Inonu University researchers apply four machine learning algorithms—Random Forest, SVM, XGBoost and KNN—to complete blood count parameters to predict polycythaemia vera. After balancing the dataset with SMOTE and training on hemoglobin, hematocrit, white cell and platelet values, the XGBoost model attains an area under the curve of 0.99 and 94% accuracy, demonstrating AI’s potential to reduce reliance on expensive diagnostics like JAK2 mutation assays and bone marrow biopsy.

Key points

  • XGBoost model classifies PV with 0.99 AUC and 94% accuracy based on CBC features.
  • SMOTE oversampling addresses 82:1402 class imbalance before 80:20 train-test split.
  • PLT contributed 42.4% to model predictions, highlighting platelet count’s diagnostic value.

Why it matters: This study shows that machine learning on routine CBC can screen polycythaemia vera accurately, cutting diagnostic costs and invasiveness.

Q&A

  • What is the Synthetic Minority Oversampling Technique (SMOTE)?
  • How does XGBoost differ from other machine learning models?
  • Why use complete blood count (CBC) parameters for disease prediction?
  • What are the standard diagnostic tests for polycythaemia vera?
Copy link
Facebook X LinkedIn WhatsApp
Share post via...


Read full article

Machine Learning in Biomedical Research

Machine learning (ML) applies algorithms and statistical models to extract patterns from data and make predictions without explicit programming. In biomedical research, ML enables researchers to analyze complex datasets—such as genomic sequences, imaging scans, and laboratory test results—to identify disease markers, predict outcomes, and personalize treatments. Common ML tasks include classification (e.g., disease vs. healthy), regression (e.g., predicting biomarker levels), and clustering (e.g., grouping similar patient profiles).
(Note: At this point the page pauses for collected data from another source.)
PR #4596, opened 2019-02-28
Have each StreamingSubscriberConnection use its own stub.

dpcollins-google:
This has the effect of, if the user passes an instantiatingExecutorProvider as a systemExecutorProvider, instantiating a new executor for every connection.

### DIFF
--- a/google-cloud-clients/google-cloud-pubsub/src/main/java/com/google/cloud/pubsub/v1/Subscriber.java
+++ b/google-cloud-clients/google-cloud-pubsub/src/main/java/com/google/cloud/pubsub/v1/Subscriber.java
@@ -308,6 +308,8 @@ public class Subscriber extends AbstractApiService {
   private void startStreamingConnections() throws IOException {
     synchronized (streamingSubscriberConnections) {
       for (int i = 0; i < numPullers; i++) {
+        // Each connection gets its own stub so it gets its own system executor and channel
+        // instantiation.
         streamingSubscriberConnections.add(
             new StreamingSubscriberConnection(
                 subscriptionName,


google-cloud-clients/google-cloud-pubsub/src/main/java/com/google/cloud/pubsub/v1/Subscriber.java
```diff
@@ -329,7 +320,7 @@ private void startStreamingConnections() {
                 ACK_EXPIRATION_PADDING,
                 maxAckExtensionPeriod,
                 ackLatencyDistribution,
-                subStub,
+                GrpcSubscriberStub.create(subStubSettings),
```
sduskis: Please add a comment to this line indicating why each connection needs its own stub, so that this isn't removed in the future.

ajaaym: If new stub is created for each puller, whats point of keeping channel pooling and affinity?

sduskis: @ajaaym, does pub/sub have a channel pool with affinity, or is that only Cloud Spanner?

ajaaym: @sduskis here is the [pooling](https://github.com/googleapis/google-cloud-java/blob/9a8ef2ec51c425e6451a3a95f6b3df9650bbc418/google-cloud-clients/google-cloud-pubsub/src/main/java/com/google/cloud/pubsub/v1/Subscriber.java#L164) and [afinity](https://github.com/googleapis/google-cloud-java/blob/master/google-cloud-clients/google-cloud-pubsub/src/main/java/com/google/cloud/pubsub/v1/StreamingSubscriberConnection.java#L196) for subcriber. If using new client for each puller then I dont think we need this. Also whats reason for using new client vs channel pooling if each client uses same settings?

sduskis: @ajaaym, do you see a need for affinity here?  I know why we need it for Cloud Spanner, but I don't understand why we'd need it here.

dpcollins-google: The purpose here of using a new stub was to respect the user's passed settings.  If the user passes an instantiatingExecutorProvider for the SystemExecutorProvider, they probably expect us to instantiate a new executor for each grpc channel, not instantiate one and share.

You're correct that manually overriding the pooling settings of the channel provider doesn't really make sense, for the same reason: If the user passes an InstantiatingTransportChannelProvider, they probably expect the transport channel to be instantiated once for every puller.  I planned to remove the lines below (although I've now removed them here):

```
if (channelProvider.acceptsPoolSize()) {
  channelProvider = channelProvider.withPoolSize(numPullers);
}
```

Which non-optionally override the users settings.  This will mean that yes, we no longer need affinity with the default options.  However, because the user can still pass a FixedTransportChannelProvider that has pooling enabled, we still need to handle this case.  I also plan on handling this better by also setting affinity on the ack/nack/extension callables in StreamingSubscriberConnection, although this will no longer make a difference in the default case.

It should be noted that the other place we do not respect the user's indicated preferences, the regular executorProvider, Is another change that I intend to make; such that if they pass an instantiatingExecutorProvider, it will be instantiated once for each connection.

sduskis: I'm not sure how setting an explicit affinity to `i` is going to help in any case.  If it's a single channel, then affinity is meaningless.  If the user passes in a `
FixedTransportChannelProvide`, will affinity of `i` be meaningful?

dpcollins-google:
This seems somewhat contentious, but is also mostly a qol fix not a performance one.  I'm going to shelve this and I'll reopen and come back to it if after making the other performance changes that should be more straightforward I'm still not seeing the increased performance I am with the fully patched version.

PR #4597, opened 2019-02-28
Using the latest version of truth

sduskis:
In order to use a newer version of truth, I had to update other dependencies as well, and change some spanner tests.


sduskis:
The storage integration test failed: 

> [16:03:21][ERROR] Cannot check out non-mergeable pull request as if merged

That's weird, but unrelated to this PR.

PR #4599, opened 2019-02-28
Adding a pubsub publisher message transformer

sduskis:
This will allow generic transformations of messages before a message is published.

This should help towards #4240

### DIFF
--- a/google-cloud-clients/google-cloud-pubsub/src/main/java/com/google/cloud/pubsub/v1/Publisher.java
+++ b/google-cloud-clients/google-cloud-pubsub/src/main/java/com/google/cloud/pubsub/v1/Publisher.java
@@ -16,6 +16,7 @@
 
 package com.google.cloud.pubsub.v1;
 
+import com.google.api.core.ApiFunction;
 import com.google.api.core.ApiFuture;
 import com.google.api.core.ApiFutureCallback;
 import com.google.api.core.ApiFutures;
@@ -95,6 +96,7 @@ public class Publisher {
   private final List<AutoCloseable> closeables;
   private final MessageWaiter messagesWaiter;
   private ScheduledFuture<?> currentAlarmFuture;
+  private final ApiFunction<PubsubMessage, PubsubMessage> messageTransform;
 
   /** The maximum number of messages in one request. Defined by the API. */
   public static long getApiMaxRequestElementCount() {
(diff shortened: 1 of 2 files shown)


dpcollins-google:
To me, this looks like it would likely be abused by users to implement a pipeline construct, which doesn't seem to be the intent.  This would mean the order of application would have to be guaranteed and never changed to prevent breaking user code.  What would you think about instead of having this be intrinsic, making Publisher an Abstract Class/Interface, and having the user wrap their publisher, similar to guava's ForwardingQueue?  Something like

```java
class CensusTrackedPublisher extends ForwardingPublisher {
  // Could be implicit, here for clarity.
  CensusTrackedPublisher(AbstractPublisher delegate) {
     super(delegate);
  }

  @Override
  public ApiFuture<String> publish(PubsubMessage message) {
    return delegate().publish(censusTransform(message));
  }
}
```

sduskis:
@dpcollins-google, it would seem to me that your suggestion would make the client backwards incompatible, which I don't think we can do.

dpcollins-google:
@sduskis in what way?  Publisher only has a private constructor and can only be instantiated through the Builder.  If Publisher were instead a public abstract class with one abstract method (Publish) and Builder.build() instead returned a {package-private} `class PublisherImpl extends Publisher`, I don't think any user code would have to be changed.  There would be 0 api changes relative to the current state.  Other languages (python, javascript, go) are dynamic enough that this would already be possible without the explicit interface, and you could maintain parity with no changes to other languages.

sduskis:
@dpcollins-google, there are public static methods on `Publisher` which we would not be able to support in Java 7.

dhoard:
@sduskis This type of functionality seems like it should be above the Pub/Sub client since it's specific to the application.

```
class CensusMessagePublisher {

  private Publisher publisher;

  public CensusMessagePublisher(Publisher publisher) {
     this.publisher = publisher;  
  }

  @Override
  public ApiFuture<String> publish(CensusMessage message) {
    return this.publisher.publish(transform(message));
  }

  private PubsubMessage transform(CensusMessage message) {
      // transform the CensusMessage to a PubsubMessage
      return transformedMessage;
   }
}
```

sduskis:
@dhoard, thanks for the guidance.  FWIW, this change was in context of #4240 which is OpenCensus / PubSub.  A review of #4240 would also be greatly appreciated.

PR #4616, opened 2019-03-01
Set the isDirectory flag appropriately on the test storage rpc

clarkperkins:
Set the isDirectory flag appropriately on the test storage rpc when using the currentDirectory() option


clarkperkins:
I signed it!

PR #4617, opened 2019-03-03
Change MessageDispatcher to not synchronize on the global queue.

dpcollins-google:
This is no longer necessary, as it is owned by this class.  It also prevents every ack, nack and batch receipt from happening only one at a time.


sduskis:
Can you please break this up into straightforward refactoring(s) and then the crux of the change?

PR #4622, opened 2019-03-04
Change each StreamingSubscriberConnection to have its own executor by default.

dpcollins-google:
This increases throughput by reducing contention on the executor queue mutex and makes the Subscriber implementation more accurately reflect the users intent when an InstantiatingExecutorProvider is passed.

Fixes the majority of the issues with #4485, although there may be other changes if they show to increase performance.


sduskis:
@dpcollins-google, can you add some comments on `executor` and `alarmsExecutor`?

dpcollins-google:
@sduskis Sorry about this, I didn't realize this was still blocked.  I've added a comment to both of these.

PR #4656, opened 2019-03-07
Fix Timestamp.parseTimestamp.

### LINKED ISSUE #4583: Documentation is incorrect/confusing for Timestamp.parseTimestamp
The code currently in master is:

```java
/**
   * Creates a Timestamp instance from the given string. String is in the RFC 3339 format without
   * the timezone offset (always ends in "Z").
   */
  public static Timestamp parseTimestamp(String timestamp) {
    Instant instant = Instant.parse(timestamp);
    return ofTimeSecondsAndNanos(instant.getEpochSecond(), instant.getNano());
  }
```

But if we look at the code for `org.threeten.bp.Instant.parse`:

```java
/**
     * Obtains an instance of {@code Instant} from a text string such as
     * {@code 2007-12-03T10:15:30.000Z}.
     * <p>
     * The string must represent a valid instant in UTC and is parsed using
     * {@link DateTimeFormatter#ISO_INSTANT}.
     *
     * @param text  the text to parse, not null
     * @return the parsed instant, not null
     * @throws DateTimeParseException if the text cannot be parsed
     */
    public static Instant parse(final CharSequence text) {
        return DateTimeFormatter.ISO_INSTANT.parse(text, Instant.FROM);
    }
```

This implies to me that per the Google Cloud `Timestamp` documentation the following should work:

`Timestamp.parseTimestamp("2019-01-23T12:30:00")`

But it generates:

```
org.threeten.bp.format.DateTimeParseException: Text '2019-01-23T12:30:00' could not be parsed at index 19
```

It also would imply to me that the following _shouldn't_ work:

`Timestamp.parseTimestamp("2019-01-23T12:30:00Z")`

pmakani:
Fixes #4583

### DIFF
--- a/google-cloud-clients/google-cloud-core/src/main/java/com/google/cloud/Timestamp.java
+++ b/google-cloud-clients/google-cloud-core/src/main/java/com/google/cloud/Timestamp.java
@@ -26,7 +26,6 @@ import java.util.concurrent.TimeUnit;
 import org.threeten.bp.Instant;
 import org.threeten.bp.LocalDateTime;
 import org.threeten.bp.ZoneOffset;
-import org.threeten.bp.ZonedDateTime;
 import org.threeten.bp.format.DateTimeFormatter;
 import org.threeten.bp.format.DateTimeFormatterBuilder;
 import org.threeten.bp.temporal.TemporalAccessor;
@@ -50,13 +49,14 @@ public final class Timestamp implements Comparable<Timestamp>, Serializable {
 
   private static final DateTimeFormatter format = DateTimeFormatter.ISO_LOCAL_DATE_TIME;
 
-  private static final DateTimeFormatter timestampFormatter =
+  private static final DateTimeFormatter timestampParser =
       new DateTimeFormatterBuilder()
           .appendOptional(DateTimeFormatter.ISO_LOCAL_DATE_TIME)
           .optionalStart()
           .appendOffsetId()
           .optionalEnd()
-          .toFormatter();
+          .toFormatter()
+          .withZone(ZoneOffset.UTC);
 
   private final long seconds;
   private final int nanos;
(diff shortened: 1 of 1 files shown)


google-cloud-clients/google-cloud-core/src/main/java/com/google/cloud/Timestamp.java
```diff
@@ -47,6 +50,14 @@
 
   private static final DateTimeFormatter format = DateTimeFormatter.ISO_LOCAL_DATE_TIME;
 
+  private static final DateTimeFormatter timestampFormatter =
```
sduskis: Please call this `timestampParser`

google-cloud-clients/google-cloud-core/src/main/java/com/google/cloud/Timestamp.java
```diff
@@ -170,7 +181,10 @@ public static Timestamp fromProto(com.google.protobuf.Timestamp proto) {
    * the timezone offset (always ends in "Z").
    */
   public static Timestamp parseTimestamp(String timestamp) {
-    Instant instant = Instant.parse(timestamp);
+    TemporalAccessor temporalAccessor = timestampFormatter.parse(timestamp);
+    LocalDateTime localDateTime = LocalDateTime.from(temporalAccessor);
+    ZonedDateTime zonedDateTime = ZonedDateTime.of(localDateTime, ZoneOffset.UTC);
```
sduskis: Should our parser have settings to automaticcaly be in `ZoneOffset.UTC`?

google-cloud-clients/google-cloud-core/src/main/java/com/google/cloud/Timestamp.java
pmakani: Done.

google-cloud-clients/google-cloud-core/src/main/java/com/google/cloud/Timestamp.java
pmakani: Done.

ML methods can be broadly categorized into supervised learning, where models learn from labeled examples, and unsupervised learning, where models identify hidden structures in unlabeled data. Supervised models require careful splitting of data into training, validation, and test sets to avoid overfitting, whereas unsupervised methods like principal component analysis or clustering help uncover novel biological relationships. Interpretability tools such as SHAP (Shapley Additive explanations) provide insights into feature contributions, making ML outputs more transparent to clinicians and researchers.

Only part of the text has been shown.